Department of Neurosurgery, Beijing Tiantan Hospital, Capital Medical University, China National Clinical Research Center for Neurological Diseases; and.
McKusick-Zhang Center for Genetic Medicine, State Key Laboratory of Medical Molecular Biology, Institute of Basic Medical Sciences, Chinese Academy of Medical Sciences and Peking Union Medical College, Beijing, People's Republic of China.
J Neurosurg. 2017 Apr;126(4):1106-1113. doi: 10.3171/2016.2.JNS152173. Epub 2016 Apr 29.

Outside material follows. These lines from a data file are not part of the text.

PR #2787, opened 2024-07-12
[GHA] Broken symlink and format check

FranzBusch:
# Motivation

The next two reusable checks that we need to create are for broken symlinks and formatting. The latter is disabled for this repo for now since we need to discuss the formatting rules separately.

# Modification

This PR adds two new checks - broken symlinks and formatting.

# Result

Closer to having everything on GitHub actions.

### DIFF
--- a/.github/workflows/reusable_pull_request.yml
+++ b/.github/workflows/reusable_pull_request.yml
@@ -39,6 +39,14 @@ on:
         type: string
         description: "Name of the project called out in the license header."
         required: true
+      broken_symlink_check_enabled:
+        type: boolean
+        description: "Boolean to enable the broken symlink check job. Defaults to true."
+        default: true
+      format_check_enabled:
+        type: boolean
+        description: "Boolean to enable the format check job. Defaults to true."
+        default: true
 
 ## We are cancelling previously triggered workflow runs
 concurrency:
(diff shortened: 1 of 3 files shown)


FranzBusch:
Broken symlink check failing is excepted since the script isn't merged yet. It passes locally

.github/workflows/reusable_pull_request.yml
```diff
@@ -159,3 +167,27 @@ jobs:
...
+    if: ${{ inputs.format_check_enabled }}
+    runs-on: ubuntu-latest
+    container:
+      image: swiftlang/swift:nightly-6.0-jammy
+    timeout-minutes: 5
+    steps:
+    - name: Checkout repository
+      uses: actions/checkout@v4
+    - name: Run format check
+      run: swift format format --parallel --recursive --in-place
```
glbrntt, line 193: is 'format format' expected?

.github/workflows/reusable_pull_request.yml
```diff
@@ -159,3 +167,27 @@ jobs:
...
+    if: ${{ inputs.broken_symlink_check_enabled }}
+    runs-on: ubuntu-latest
+    timeout-minutes: 1
+    steps:
+    - name: Checkout repository
+      uses: actions/checkout@v4
+    - name: Run broken symlinks check
+      run: curl -s https://raw.githubusercontent.com/apple/swift-nio/main/scripts/check-broken-symlinks.sh | bash
+
+  formatk-check:
```
glbrntt, line 182:
```suggestion
  format-check:
```

.github/workflows/reusable_pull_request.yml
FranzBusch: Yes it is. `swift-format` now ships with the toolchain and you can reach it by calling `swift format`. The second `format` is the argument to trigger the formatting action. Now that you say this we should probably call `swift format lint` though

glbrntt (approved):

PR #2788, opened 2024-07-12
[GHA] Cxx interoperability compatibility check

FranzBusch:
# Motivation

Another reusable check is to make sure that all library products of a package are successfully building when consumed from a module that has Cxx interoperability enabled.

# Modification

This PR adds a new check to the reusable workflow to check for Cxx interoperability compatibility.

# Result

This should be one of the last reusable workflow checks.

### DIFF
--- a/.github/workflows/reusable_pull_request.yml
+++ b/.github/workflows/reusable_pull_request.yml
@@ -47,6 +47,10 @@ on:
         type: boolean
         description: "Boolean to enable the format check job. Defaults to true."
         default: true
+      cxx_interoperability_check_enabled:
+        type: boolean
+        description: "Boolean to enable the Cxx interoperability check job. Defaults to true."
+        default: true
 
 ## We are cancelling previously triggered workflow runs
 concurrency:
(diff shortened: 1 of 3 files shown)


.github/workflows/reusable_pull_request.yml
```diff
@@ -191,3 +195,18 @@ jobs:
       uses: actions/checkout@v4
     - name: Run format check
       run: swift format lint --parallel --recursive --strict
+
+  cxx-interoperability-check:
```
glbrntt, line 199: minor usability: should we call this `cxx-interop-check`?

.github/workflows/reusable_pull_request.yml
```diff
@@ -191,3 +195,18 @@ jobs:
...
+    name: Cxx interoperability check
+    if: ${{ inputs.cxx_interoperability_check_enabled }}
+    runs-on: ubuntu-latest
+    container:
+      image: swift:5.10-noble
```
glbrntt, line 204: We currently run this on 5.9 and 5.10, what coverage do we want moving forward?

FranzBusch: I just realised that as well. I am currently extracting the matrix based build into a separate workflow so we can easily add more matrix based jobs to it.

PR #221, opened 2017-01-19
changed it's to its

mikeritter:
use apostrophe for conjunction, not possession with its


holger1411:
Thx @mikeritter !
English is not my mother tongue. 
And to be honest: I choose the from of my "its" randomly...till now.

PR #283, opened 2017-04-14
Woocommerce 3.0.3 Support - Templates and Product Gallery*

typeplus:
Woocommerce 3.0.3 is a big change so there are many templates with changes or additions.

- Templates mostly straightforward
- There is still an issue of columns being 8.33% width especially on the "my orders" page but these are to do with stylesheets rather than templates.
- Product gallery 3.0.0 support added but the slider is not enabled as FlexSlider is required. I believe Woo recently made it so that you can use another slider (see here [https://github.com/woocommerce/woocommerce/pull/13009](url) ) but i dont have time to do this right now sorry.

Have tested these and appear to work. Been awhile since I used github so I am sure I buggered something up so apologies if proofing this is a chore.


typeplus:
Closing this as php formating issues need to be fixed on the master before this can be merged.

holger1411:
I merged your changes here:
https://github.com/holger1411/understrap/commit/fde19602236a8cf318568d121636deb2ebfd74fc
I fixed some problems...the build was failed because of some changes to the WP validator...even the underscores starter theme from Automattic failed the tests ;-)
So it isn´t a real problem at this point.

It will be in the final release 0.6.0 
Going to release this soon. There are just smaller issues I need to fix first.

Its already available if you use the big green "clone or download" button here on GitHub. Than you get the "bleeding edge" version.

PR #287, opened 2017-04-15
Woocommerce templates, Product Gallery & Phpcs fixes

typeplus:
Woocommerce 3.0.3 is a big change so there are many templates with changes or additions.

Templates mostly straightforward
There is still an issue of columns being 8.33% width especially on the "my orders" page but these are to do with stylesheets rather than templates.
Product gallery 3.0.0 support added but the slider is not enabled as FlexSlider is required. I believe Woo recently made it so that you can use another slider (see here https://github.com/woocommerce/woocommerce/pull/13009 ) but i dont have time to do this right now sorry.
Have tested these and appear to work. Been awhile since I used github so I am sure I buggered something up so apologies if proofing this is a chore.

Was getting TravisCI build fails so had a look at phpcs issues and hopefully they work.


holger1411:
Huge Thx @typeplus! I will merge this and do some testing. Will release it as soon as possible.

PR #291, opened 2017-04-21
my-address.php template

typeplus:
Fixes col-1 conflict (woo vs theme) which caused the 8.33% column width.


typeplus:
Something messed up here let me close this and fix.

holger1411:
Yes, I add my own Template for the address view.
The problem was Woocommerce uses a class called "col-1" and Bootstrap uses the same name.
I just removed this class because it was not necessarry.

typeplus:
Cool! Great work once again mate.

PR #298, opened 2017-04-26
Fix next/previous post links not floating correctly

kosvrouvas:
There is no **xs** in Bootstrap v4 for `.float-{sm,md,lg,xl}-{left,right,none}` so that makes the _nav_ links not floating.

See https://v4-alpha.getbootstrap.com/utilities/responsive-helpers/#responsive-floats


holger1411:
Ah, okay. It was removed in lapha5 because an xs class was obsolet.
Thx @kosvrouvas for fiddling this out!

PR #316, opened 2017-05-15
Bootstrap 4 float-xs no longer in use.

flyingchorse:
The class float-xs-left & float-xs-right no longer apply in Bootstrap 4. Had to create new function in my child theme in order to change classes


holger1411:
Hi!
Yes, since BS is flexbox only it did not work that way...I changed it here:
https://github.com/holger1411/understrap/commit/0cd0d3aca4109543a4c42f66fc9961d99a5322f2
with the BS´s flexbox utility class `.justify-content-between`

PR #327, opened 2017-05-22
Pagination Amend

raisonon:
Adds a class for next and prev buttons in the pagination so they can be styled differently if required.

### DIFF
--- a/inc/pagination.php
+++ b/inc/pagination.php
@@ -53,7 +53,7 @@ function understrap_pagination() {
 
 		/**    Previous Post Link */
 		if ( get_previous_posts_link() ) {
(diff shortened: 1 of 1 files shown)


raisonon:
Might make another amend related to the above and wanted to get feedback. Spotted there are also skip to end and skip to front buttons.

Screenshot: https://www.dropbox.com/s/a2eedsf7k228cha/Screenshot%202017-05-24%2013.30.42.png?dl=0

I've not seen these before in BS. Is this an Understrap addition? Think I might add classes to these too so we can hide with CSS. 

Any thoughts on this? Thanks

PR #346, opened 2017-06-08
Fix wrong escaping functions

ramiy:
When escaping HTML attributes we should use `esc_attr()`, not `esc_html()`.

This pull request replaces the wrong functions.


ramiy:
@holger1411 please review the files changed.

PR #367, opened 2017-07-13
Fix package name typo in package.json

zreese:
"underscores-for-npm" was missing an r


holger1411:
Sorry, no...there is a typo in the dependencies package.json
If you add the r you can´t download/update it anymore...

PR #418, opened 2017-09-24
Remove unwanted closed div tag in archive.php

ranukaherath:
archive.php had 4 starting div tags and 5 closing div tags .Removed additional one.


holger1411:
One div is opened in left-sidebar-ckeck.php. So there must be 5 closing tags

PR #459, opened 2017-11-17
Removed src folder from version control

kgoedecke:
In my opinion we should add the `src` folder to the `.gitignore`.
Those files are managed and dependent on npm and copied over during 
`npm install` or `yarn install`.

The README.md already contains instructions to run `npm install` so it should be good.

Looking forward for your feedback.

Cheers

Kevin


axlright:
I have the `src` directory removed from version control for my team. We each handle the dependencies on our own machines independently.

kgoedecke:
@axlright it makes sense I think! 👍

axlright:
Thanks @kgoedecke - I'm not that smart and kind of stumble through a lot of this stuff so I don't always know if my way of doing things is the right way.

I work out of a couple different co-working shops - Vuka / Impact Hub on the South side and WeWork downtown. Would love to say hi anyday. Coffee is free at both!

kgoedecke:
Let's see what @holger1411 's feedback on this is.

I just sent you an email, I usually work from Capital Factory. 2 min walk to WeWork haha!

holger1411:

PR #460, opened 2017-11-17
Moved npm dependencies to vendor folder and added to ignore

kgoedecke:
Hi Holger,

first of all, great work on the project! 

I was wondering if we can optimize one thing: I noticed that some dependencies which are copied during the `copy-assets` gulp tasks are still under version control. In my opinion it's good practice to keep dependencies out of version control.

I tried moving all files that understrap currently depend on to a separate `vendor` folder inside the general `/js` folder. 

See: https://github.com/kgoedecke/understrap/commit/49137ed3481ad01e514cfeb501e3b751d803068f#diff-b9e12334e9eafd8341a6107dd98510c9L251

This would have the huge benefit that a js dependency update doesn‘t effect the actual files and we can keep that out of the source control.

See my pull request below.

I found one problem, that you might have to help with or I have to open an other pull request:

The `functions.php` file in [underscores_for_npm](https://www.npmjs.com/package/underscores-for-npm) would have to adjust to the correct path as well.

Let me know what you think.


holger1411:
We tried this some time ago. The problem was that I was flooded by mails.
The problem is that many users did not use npm nor gulp via terminal.
They use GUI´s like Scout to compile the dist.
Without adding the src to the package they need to run npm install first.
It means I had to explain how to install and use npm constantly ...

So I re-added the /src folder again to the package and version control.
The basic idea behind this is that the understrap package should work out of the box, even if you did not use npm/gulp the "terminal way".

Don´t know if this is the correct way by-the-book, but saves me a lot of time ;-)

holger1411:

PR #782, opened 2020-08-19
Tensor operations

alewis:
Adds various numpy-like functions acting on Tensor in the file linalg/operations.py


tensornetwork/linalg/operations.py
```diff
@@ -0,0 +1,405 @@
...
+    all_backends_same = all_backends_same and name == backend.name
+  errstr = ""
+  if not all_backends_same:
+    errstr = "All Tensors fed to " + fname + "must have the same backend."
+    errstr += "Backends were: \n"
+    errstr += str([name + "\n" for name in backend_names])
+  return all_backends_same, errstr
+
+
+def tensordot(a: Tensor, b: Tensor, axes: Sequence[Sequence[int]]) -> Tensor:
```
mganahl, line 42: can axes be an integer (allowed by numpy)?

tensornetwork/linalg/operations.py
```diff
@@ -0,0 +1,405 @@
...
+    slice_sizes: Tuple of integers denoting size of slice along each axis.
+  Returns:
+    The slice, a Tensor.
+  """
+  sliced = tensor.backend.slice(tensor.array, start_indices, slice_sizes)
+  sliced_tensor = Tensor(sliced, backend=tensor.backend)
+  return sliced_tensor
+
+
+def shape(tensor: Tensor) -> Tuple[Optional[int], ...]:
```
mganahl, line 104: why is that Optional?

tensornetwork/linalg/operations.py
```diff
@@ -0,0 +1,405 @@
...
+  """Take the square root (element wise) of a given Tensor."""
+  out_array = tensor.backend.sqrt(tensor.array)
+  return Tensor(out_array, backend=tensor.backend)
+
+
+def outer(tensor1: Tensor, tensor2: Tensor) -> Tensor:
+  """Calculate the outer product of the two given Tensors."""
+  tensors = [tensor1, tensor2]
+  all_backends_same, errstr = _check_backends(tensors, "outer")
+  if not all_backends_same:
```
mganahl, line 125: is there a reason why you are not raising the error in `_check_backends`?

tensornetwork/linalg/operations.py
```diff
@@ -0,0 +1,405 @@
...
+  Returns:
+    out: The trace.
+  """
+  backend = tensor.backend
+  result = backend.trace(tensor.array, offset=offset, axis1=axis1,
+                         axis2=axis2)
+  return Tensor(result, backend=backend)
+
+
+def ncon(
```
mganahl, line 270: TBH, I'd like to veto that `ncon` only accepts `Tensor`. I use `ncon` so much for all kinds of things that it would be annoying to be forced to use it on `Tensor` objects only. I would prefer to modify `ncon` in `ncon_interface.py` instead

tensornetwork/linalg/operations.py
```diff
@@ -0,0 +1,405 @@
...
+  return Tensor(result, backend=backend)
+
+
+def kron(tensorA: Tensor, tensorB: Tensor, pivot_axisA: int = -1,
+         pivot_axisB: int = -1):
+  """
+  Reshape tensorA and tensorB into matrices respectively about pivot_axisA and
+  pivot_axisB, computes the Kronecker product of those matrices, and
+  reshapes to the concatenated shape of tensorA and tensorB
+  (e.g. tensorA -> (2, 2); tensorB -> (2, 2); result -> (2, 2, 2, 2)).
```
mganahl, line 394: The docstring would be more informative if the shapes of the tensors were `(2,3)` and `(4,5)`.

tensornetwork/linalg/tests/test_operations.py
```diff
@@ -0,0 +1,326 @@
+# Copyright 2019 The TensorNetwork Authors
```
mganahl, line 1: add tests for `SymmetricBackend` where applicable

tensornetwork/linalg/tests/test_operations.py
```diff
@@ -0,0 +1,326 @@
...
+
+@pytest.mark.parametrize("dtype", testing_utils.np_not_half)
+def test_trace(backend, dtype):
+  """ Checks that Tensor.trace() works.
+  """
+  shape = (2, 3, 3)
+  A, _ = testing_utils.safe_randn(shape, backend, dtype)
+  if A is not None:
+    np.testing.assert_allclose(tensornetwork.trace(A).array,
+                               A.backend.trace(A.array))
```
mganahl, line 326: I think `kron` and `pivot' are not tested

tensornetwork/linalg/operations.py
alewis: I'd suggest that tn.ncon accept Tensor and backend.ncon accept the appropriate backend object

tensornetwork/linalg/operations.py
alewis: Well, I think this would make the backtrace a bit harder to follow

tensornetwork/linalg/tests/test_operations.py
alewis: If we want the symmetric backend to be tested by default, wouldn't it make more sense to add this to the pytest config

tensornetwork/linalg/operations.py
mganahl: SG

tensornetwork/linalg/operations.py
mganahl: backends don't have `ncon` implemented. Rather, `ncon` uses backend functions in its implementation

tensornetwork/linalg/tests/test_operations.py
mganahl: I'd love to do that. The annoying thing is that tensor initialization is so different, and we need to modify basically all existing tests

tensornetwork/linalg/operations.py
alewis: It seems a bit odd to me that this is the only function which behaves this way. Is there a principled reason for it to?

tensornetwork/linalg/tests/test_operations.py
alewis: Fair enough. There is still the basic problem that I also have no idea how to initialize symmetric arrays, what their shapes mean, etc

tensornetwork/linalg/operations.py
```diff
@@ -0,0 +1,405 @@
...
+  Args:
+    tensors: The list of tensors whose backends to check.
+    fname: The name of the calling function, which will go into the errstring.
+  Returns:
+    (flag, errstr): Whether all backends agree, and an error message if not.
+  """
+  backend = tensors[0].backend
+  backend_names = [tensor.backend.name for tensor in tensors]
+  all_backends_same = True
+  for name in backend_names[1:]:
```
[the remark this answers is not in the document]
alewis: Changed

tensornetwork/linalg/tests/test_operations.py
alewis: Tests added

tensornetwork/linalg/operations.py
alewis: Changed

tensornetwork/linalg/operations.py
alewis: I dunno what I was thinking here. I changed it.

tensornetwork/linalg/operations.py
alewis: This seems to be fine, and I've changed the type signature accordingly.

tensornetwork/linalg/operations.py
mganahl: I think I'd be OK with this, but then I'd like to get rid of one of the two `ncon` functions. Otherwise this will be pretty confusing

mganahl: Will this work with `BlockSparseTensor`s (i.e. `SymmetricBackend`)?

alewis: It basically just calls ncon on the backend object, so I think it should be fine

mganahl:
Let's try to get the coverage delta to 100% in the future.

OBJECTIVE Moyamoya disease (MMD) is a rare, genetically heterogeneous cerebrovascular disease. The authors conducted a genetic study of really interesting new gene (RING) finger protein 213 ( RNF213); actin alpha 2 ( ACTA2); BRCA1/BRCA2-containing complex subunit 3 ( BRCC3); and guanylate cyclase 1, soluble, alpha 3 ( GUCY1A3) as well as a clinical phenotype analysis in Chinese MMD patients to determine whether genetic differences are responsible for the different clinical features that appear in MMD in different ethnicities. METHODS A panel was designed to identify disease-causing mutations in MMD genes and those involved in related disorders ( RNF213, ACTA2, BRCC3, and GUCY1A3). The panel was used to detect disease-causing mutations in 255 Chinese MMD patients. Genotype and allele frequencies were compared between patients and 300 controls. A mutation segregation analysis was performed in 34 families, and genotype-phenotype correlations were made. RESULTS Twenty-seven rare missense variants of RNF213 were identified and were not found in controls. Among them, p.R4810K was identified in 31.4% of patients (80 of 255) with MMD. Significantly higher frequencies of the A allele and G/A genotype of p.R4810K were observed in MMD patients compared with controls (χ = 104.166, p < 0.000). Twenty-five rare variants were identified in 10.6% of patients (27 of 255) without p.R4810K variants. Segregation analysis supported an association between MMD and 3 variants. No possible disease-causing mutations were identified in ACTA2, BRCC3, or GUCY1A3. Compared with patients without the rare variants in RNF213, the p.R4810K heterozygous patients were younger at diagnosis (25 vs 29 years old, p = 0.049) and had more familial cases (24% vs 4.4%, p = 0.000), ischemic cases (81.3% vs 67.5%, p = 0.037), and involvement of the posterior cerebral artery (52% vs 32.5%, p = 0.007). CONCLUSIONS RNF213 is the major susceptibility gene in Chinese MMD patients. The spectrum of rare variants identified in Chinese MMD patients was diverse. Compared to patients without the rare variants in RNF213, the p.R4810K heterozygous patients exhibited different clinical features.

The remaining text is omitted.